→ Records provided:
PR #223, opened 2018-05-18
Added DB existence check for backup

### LINKED ISSUE #212: Couchbackup should give a better error message when incorrect creds are used
Currently a zero length backup file results and the output is
```
couchbackup Backup complete - written{"total":0,"err":null} +0ms
```

ricellis:

## What

Added `HEAD` request to check the database exists before proceeding to backup.

## How

Improved the error reporting by adding an existence check before proceeding to backup.
Refactored so the previously existing restore existence check
can be shared by backup and restore.
Exists function callback function now contains the backup/restore process.
Moved DB does not exist error code to common and updated messages according to case.
Moved the stream error handler registration earlier because of new callback.
Changed the internal backup/restore method signatures to take the db client object instead of URL.

Updated CHANGES.md.

## Testing

Added test for existence check failure on backup.
Updated mocks with existence checks.
Fixed shallow backup tests to match new signatures.

## Issues

Fixes #212

### DIFF
--- a/app.js
+++ b/app.js
@@ -19,13 +19,14 @@
  * @see module:couchbackup
  */
 
-const restoreInternal = require('./includes/restore.js');
-const backupShallow = require('./includes/shallowbackup.js');
 const backupFull = require('./includes/backup.js');
 const defaults = require('./includes/config.js').apiDefaults();
-const events = require('events');
-const debug = require('debug')('couchbackup:app');
 const error = require('./includes/error.js');
+const request = require('./includes/request.js');
+const restoreInternal = require('./includes/restore.js');
+const backupShallow = require('./includes/shallowbackup.js');
+const debug = require('debug')('couchbackup:app');
+const events = require('events');
 const fs = require('fs');
 const legacyUrl = require('url');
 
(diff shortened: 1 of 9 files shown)


app.js
```diff
@@ -136,6 +137,32 @@ function addEventListener(indicator, emitter, event, f) {
...
 
+/*
+  Check couchDbUrl is a valid database URL.
+  @param {string} couchDbUrl - Database URL
+  @param {function(err)} callback - error is undefined if DB exists
+*/
+function exists(db, isBackup, callback) {
+  db.head('', function(err) {
+    err = error.convertResponseError(err, function(err) {
+      if (err && err.statusCode === 404) {
```
tomblench: Do we need to consider 401/403 cases or will these be handled after this check?

app.js
```diff
@@ -136,6 +137,32 @@ function addEventListener(indicator, emitter, event, f) {
...
 }
 
+/*
+  Check couchDbUrl is a valid database URL.
+  @param {string} couchDbUrl - Database URL
+  @param {function(err)} callback - error is undefined if DB exists
+*/
+function exists(db, isBackup, callback) {
+  db.head('', function(err) {
+    err = error.convertResponseError(err, function(err) {
```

→ Task to carry out:
If a line of the data contains "existence", copy it out.

→ Answer for the task:
Added DB existence check for backup
Improved the error reporting by adding an existence check before proceeding to backup.
Refactored so the previously existing restore existence check
Added test for existence check failure on backup.
Updated mocks with existence checks.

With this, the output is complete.